Supplementary Materials
Data Availability Statement
The newly generated data analyzed in this study were obtained from GLASS at https://www.synapse.org/glass. All the processed molecular data accompanied by the corresponding clinical data for the GLASS consortium is available on Synapse.
Raw DNA and RNA sequencing data generation and data processing were described in previous GLASS publications (17, 22).
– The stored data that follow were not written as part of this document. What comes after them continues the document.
PR #1797, opened 2023-08-13
add task solution

kbekher:
[DEMO LINK](https://kbekher.github.io/react_dynamic-list-of-todos/)

### DIFF
--- a/src/components/TodoFilter/TodoFilter.tsx
+++ b/src/components/TodoFilter/TodoFilter.tsx
@@ -1,34 +1,68 @@
-export const TodoFilter = () => (
-  <form className="field has-addons">
-    <p className="control">
-      <span className="select">
-        <select data-cy="statusSelect">
-          <option value="all">All</option>
-          <option value="active">Active</option>
-          <option value="completed">Completed</option>
-        </select>
-      </span>
-    </p>
+import React from 'react';
+import { Status } from '../../types/Status';
 
-    <p className="control is-expanded has-icons-left has-icons-right">
-      <input
-        data-cy="searchInput"
-        type="text"
-        className="input"
-        placeholder="Search..."
-      />
-      <span className="icon is-left">
-        <i className="fas fa-magnifying-glass" />
-      </span>
+type Props = {
+  setFilter: (value: Status) => void;
+  query: string
+  setQuery: (value: string) => void;
+};
 
-      <span className="icon is-right" style={{ pointerEvents: 'all' }}>
-        {/* eslint-disable-next-line jsx-a11y/control-has-associated-label */}
-        <button
-          data-cy="clearSearchButton"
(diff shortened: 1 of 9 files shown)


src/components/TodoList/TodoList.tsx
```diff
@@ -1,100 +1,83 @@
...
-          </span>
-        </th>
-        <th>Title</th>
-        <th> </th>
-      </tr>
-    </thead>
+type Props = {
+  todos: Todo[];
+  selectedTodoId?: number;
+  setSelectedTodo?: (value: Todo) => void;
```
anastasiia-tilikina, line 8: why do you make `setSelectedTodo` and `selectedTodoId`  not required props?

src/components/TodoModal/TodoModal.tsx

Newly generated epigenomic data, including DNA methylation array idat files, can be accessed in Gene Expression Omnibus (GEO) at GSE248471.
Public data included in the GLASS cohort were downloaded from TCGA/GDC (https://portal.gdc.cancer.gov) and in the European Genome-Phenome Archive (EGA) at EGAS00001001255 (50), EGAS00001001854 (51), and EGAS00001001588 (15, 50–52).
DNA methylation processed data used in the deconvolution analysis was downloaded from GEO at GSE66351 (neuron and glia; ref. 49), GSE35069 (CD19+, CD8+ T, CD56+, neutrophils; ref. 44), GSE49667 (CD4+ effector T cells and Tregs; ref. 45), GSE122126 (vascular endothelial cells; ref. 47), and GSE118696 (monocyte-derived macrophage; ref. 48).